Unless you're becoming a quant researcher, heavy matrix math won’t be used daily in trading infrastructure or low latency roles.
Cybersecurity
You may compute an HMAC once.
That doesn’t justify a full semester.
Graphics Programming
Not relevant.
🧠 Bonus: Compilers (Special Case)
Compilers are mostly optional — except for one area:
Template Metaprogramming
In low latency C++:
Compile-time computation
Type transformations
Template specialization
Static assertions
Example style problem:
using Input = Numbers<1,3,5,7,7>;
using Expected = Numbers<7,7,5,3,1>;
static_assert(
std::is_same_v<
Reverse<Input>,
Expected
>
);This requires:
Recursive templates
Compile-time logic
Type manipulation
You don’t need to be a compiler engineer.

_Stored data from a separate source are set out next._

PR #438, opened 2016-11-20
Issue 118 graph framing

### LINKED ISSUE #118: How is @graph going to be used/supported in framing?
We haven't discussed yet how `@graph` can be used in framing. I think we should do the following:
- if `@graph` isn't used in the frame (till that point), the input (subject map) to the framing algorithm is the merge of all graphs in the input document
- the first use of `@graph` without an `@id` will use the default graph (this has to be specified a bit better)
- all other uses of `@graph` will use the specified named graph (what happens if no `@id` was set?)

Thoughts?

gkellogg:
This PR closes #118, adding support for named graphs when framing, and allows framing to use either the merged graph or the default graph. It also adds an algorithm for creating the merged node set.

### DIFF
--- a/spec/latest/json-ld-api/index.html
+++ b/spec/latest/json-ld-api/index.html
@@ -2923,6 +2923,34 @@
       </ol>
     </section>
   </section> <!-- end of Generate Blank Node Identifier -->
+
+  <section>
+    <h3>Merge Node Maps</h3>
+    <p>This algorithm creates a new map of <a>subjects</a> to <a>nodes</a> using all graphs
+      contained in the <em>graph map</em> created using the <a href="#node-map-generation">Node Map Generation algorithm</a>
+      to create merged <a>node objects</a> containing information defined for a given <a>subject</a>
+      in each graph contained in the <em>node map</em>.</p>
+
+    <ol class="algorithm">
+      <li>Create <em>result</em> as an empty <a>dictionary</a></li>
+      <li>For each <em>graph name</em> and <em>node map</em> in <em>graph map</em>
+        and for each <em>id</em> and <em>node</em> in <em>node map</em>:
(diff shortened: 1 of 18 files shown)


gkellogg:
See the [formatted document](https://rawgit.com/json-ld/json-ld.org/issue-118-graph-framing/spec/latest/json-ld-framing/index.html) for easier review.

dlongley:
I don't have much time to do a thorough review, but it's based off of the experimental work I was doing -- and making sure this supports the main use cases will require implementing it anyway. I support merging this PR.

The main case I'm concerned with is being able to produce a structure like this:

```js
{
  "@context": "...",
  "id": "person1",
  "type": "IdentityProfile",
  "credential": [{
    "@graph": {
      "id": "cred1",
      "claim": {
        "id": "person1",
        "ageOver": 21
      },
      "signature": { ... }
    }, {
    "@graph": {    
      "id": "cred2",
      "claim": {
        "id": "person1",
        "passport": { ... },
      },
      "signature": { ... }
    }
  }]
}
```

This use case is about being able to receive an "IdentityProfile" in any format and then restructure it via framing for signature verification. The "IdentityProfile" consists of a set of credentials, each one containing verifiable claims about the subject of the IdentityProfile -- and the integrity of each must be preserved as an independent graph to enable proper verification of the signatures. Once the signatures have been checked, regular (merged) framing could also be used on this input to produce a utilitarian, merged view of the "person1" node containing all of the various properties from the verifiable claims.

gkellogg:
If you have some concrete input data and frame, we can add this as a test to make sure it works. Post a gist with some input and I can create a framing test for it.

dlongley:
@gkellogg -- I'll post a gist of some concrete input when I get a chance.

But you do need template fluency. You can do this problem here!
🎯 Final Tier Summary
S Tier
Data Structures
Algorithms
Operating Systems
Computer Architecture
Programming Paradigms
A Tier
Distributed Systems
Testing & Reliability
Parallel Computing
B Tier
Networking
Database Systems
Optional
Probability & Data Analysis
Discrete Math
Cloud Computing
Compilers (except template meta)
Skip
Machine Learning (for this path)
Linear Algebra (for dev role)
Cybersecurity
Graphics
🚀 Final Advice
If your goal is to become a quantitative developer in trading:
Prioritize:
Systems
C++
Memory
Concurrency
Performance
Hardware awareness
You are building trading engines, not research models.